Venters returned to camp. He skinned the rabbits, and gave the dogs the one they had quarreled over, and the skin of this he dressed and hung up to dry, feeling that he would like to keep it. It was a particularly rich, furry pelt with a beautiful white tail. Venters remembered that but for the bobbing of that white tail catching his eye he would not have espied the rabbit, and he would never have discovered Surprise Valley. Little incidents of chance like this had turned him here and there in Deception Pass; and now they had assumed to him the significance and direction of destiny.
His good fortune in the matter of game at hand brought to his mind the necessity of keeping it in the valley. Therefore he took the axe and cut bundles of aspens and willows, and packed them up under the bridge to the narrow outlet of the gorge. Here he began fashioning a fence, by driving aspens into the ground and lacing them fast with willows. Trip after trip he made down for more building material, and the afternoon had passed when he finished the work to his satisfaction. Wildcats might scale the fence, but no coyote could come in to search for prey, and no rabbits or other small game could escape from the valley.
Upon returning to camp he set about getting his supper at ease, around a fine fire, without hurry or fear of discovery. After hard work that had definite purpose, this freedom and comfort gave him peculiar satisfaction. He caught himself often, as he kept busy round the camp-fire, stopping to glance at the quiet form in the cave, and at the dogs stretched cozily near him, and then out across the beautiful valley. The present was not yet real to him.
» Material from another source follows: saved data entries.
PR #1912, opened 2025-06-16
fix: `!` prefix completion

phanen:
Don't work as expected for me(`!ls` -> `ls`) after dc647b3acd9ffac6fd694d23832f0d85c06a66ca.

### DIFF
--- a/lua/blink/cmp/sources/cmdline/init.lua
+++ b/lua/blink/cmp/sources/cmdline/init.lua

While he ate, the sun set beyond a dip in the rim of the curved wall. As the morning sun burst wondrously through a grand arch into this valley, in a golden, slanting shaft, so the evening sun, at the moment of setting, shone through a gap of cliffs, sending down a broad red burst to brighten the oval with a blaze of fire. To Venters both sunrise and sunset were unreal.
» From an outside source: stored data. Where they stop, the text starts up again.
PR #1913, opened 2025-06-16
feat: revert htmx-lsp client hack

BlueBlizzardd:
The issue that made the HTMX LSP break other LSPs features just got fixed (see https://github.com/ThePrimeagen/htmx-lsp/pull/54) so there's no need for the hack to filter it out anymore.


saghen:
Thanks!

A cool wind blew across the oval, waving the tips of oaks, and while the light lasted, fluttering the aspen leaves into millions of facets of red, and sweeping the graceful spruces. Then with the wind soon came a shade and a darkening, and suddenly the valley was gray. Night came there quickly after the sinking of the sun. Venters went softly to look at the girl. She slept, and her breathing was quiet and slow. He lifted Ring into the cave, with stern whisper for him to stay there on guard. Then he drew the blanket carefully over her and returned to the camp-fire.